Two-dimensional gel electrophoresis

The first dimension electrophoresis (isoelectric focusing) was performed on a Bio-Rad PROTEAN IEF Cell at 20°C with a current limit of 50 A per strip. A sample was dissolved in rehydration buffer (as described above) and applied on a IPG strip in a strip holder. Every 11-cm pI 4-7 IPG strip (Immobiline DryStrip) was rehydrated at 50 V for 12 h, then focused according to the preset program (200 V (1.5 h), 500 V (1 h), 1,000 V (1 h), 4,000 V (1 h), 8,000 V (2 h)) until the total Vh reached 19,960. On the other hand, every 11-cm pI 3-10NL IPG strip was rehydrated at 30 V for 12 h, then focused according to the preset program (200 V (1.5 h), 500 V (1 h), 1,000 V (1 h), 4,000 V (1 h), 8,000 V (3 h), until the total Vh reached 27,960.
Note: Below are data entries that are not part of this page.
PR #15907, opened 2022-06-27
test: Improve currency checkout page core e2e

bgambocjaviniar:
2 things fixed:

1. fixed the plugin.js, where we had 2 module.export (should only have 1 and it took the latest export). This caused e2es using `cy.requireLoggedIn()` without an input param to have an undefined email, which can cause e2es to overlap. Basically, how it was before, the email that was generated when using `cy.requireLoggedIn() -> without input param` is `cypress_user_somethingsomething_undefined@sapcx.com`
- merging the module.export, it now displays the current timestamp instead of `_undefined`

2. Put the tests in one assertion instead of depending on cy.restoreStorage AND cy.saveStorage as each `it` should not depend on the previous states.

closes https://jira.tools.sap/browse/CXSPA-656

### DIFF
--- a/projects/storefrontapp-e2e-cypress/cypress/integration/regression/site-context/currency/currency-checkout-page.core-e2e-spec.ts
+++ b/projects/storefrontapp-e2e-cypress/cypress/integration/regression/site-context/currency/currency-checkout-page.core-e2e-spec.ts
@@ -1,5 +1,7 @@
-import { manipulateCartQuantity } from '../../../../helpers/cart';
+import { waitForCartPageData } from '../../../../helpers/b2b/b2b-saved-cart';
 import * as siteContextSelector from '../../../../helpers/site-context-selector';
+import { product } from '../../../../sample-data/checkout-flow';
+import { clearAllStorage } from '../../../../support/utils/clear-all-storage';
 
 describe('Currency switch - checkout page', () => {
   const checkoutShippingPath =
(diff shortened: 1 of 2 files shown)


projects/storefrontapp-e2e-cypress/cypress/integration/regression/site-context/currency/currency-checkout-page.core-e2e-spec.ts
```diff
@@ -9,28 +11,20 @@ describe('Currency switch - checkout page', () => {
...
   });
 
   siteContextSelector.stub(
     siteContextSelector.CURRENCY_REQUEST,
     siteContextSelector.CURRENCIES
   );
 
-  describe('populate cart, history, quantity', () => {
-    it('should have basic data', () => {
-      manipulateCartQuantity();
```
bgambocjaviniar, line 27: no need to have this as it's not even related to `currency`. That helper function just plays with the cart quantity to have some kind of cart, but I replaced it with `waitForCartPageData(product);`. Basically, it adds a product to the cart in the backend for the user/

projects/storefrontapp-e2e-cypress/cypress/plugins/index.js
```diff
@@ -3,16 +3,6 @@ const fs = require('fs');
...
-
-  /* Set exact timestamp to be shared in all spec files */
-  config.env.TIMESTAMP = Date.now() - 1535535333333;
-  return config;
-};
-
-/**
- * Read file but return null if no file found (instead of failing the test).
- */
-module.exports = (on, config) => {
```
bgambocjaviniar, line 15: this is what broke `cy.requireLoggedIn()` <-- without an input param, where the user's timestamp is always `_undefined`, therefore might have been breaking overall e2es

bgambocjaviniar: You can verify the facts by going to `projects/storefrontapp-e2e-cypress/cypress/support/require-logged-in.commands.ts` and append `console.log('username', username);` after line 90.

```
    const username =
      account.registrationData.email ||
      generateMail(account.user, options.freshUserOnTestRefresh);

    console.log('username', username);

```

You'll see the logged in user in develop will be `cypress_user_somethingsomething_undefined@sapcx.com` instead of a proper timestamp. `_undefined`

After isoelectric focusing, the strip was removed and equilibrated for 10 min in a 5 ml buffer (50 mM Tris-HCl, pH 8.8, 6 M urea, 30% glycerol, 2% SDS, 0.01% bromophenol blue) containing 1% (w/v) DTT, then transferred to another 5 ml equilibration buffer containing 2.5% (w/v) iodoacetamide for an additional 10 min. The equilibrated strip was placed on the top of a SDS-PAGE gel (12.5%), sealed with 0.5% agarose, followed by the running of a second dimension electrophoresis at 150 V for 6.5 h. The electrophoretic unit used for the second dimension electrophoresis was an SE 600 Ruby (Hoeffer).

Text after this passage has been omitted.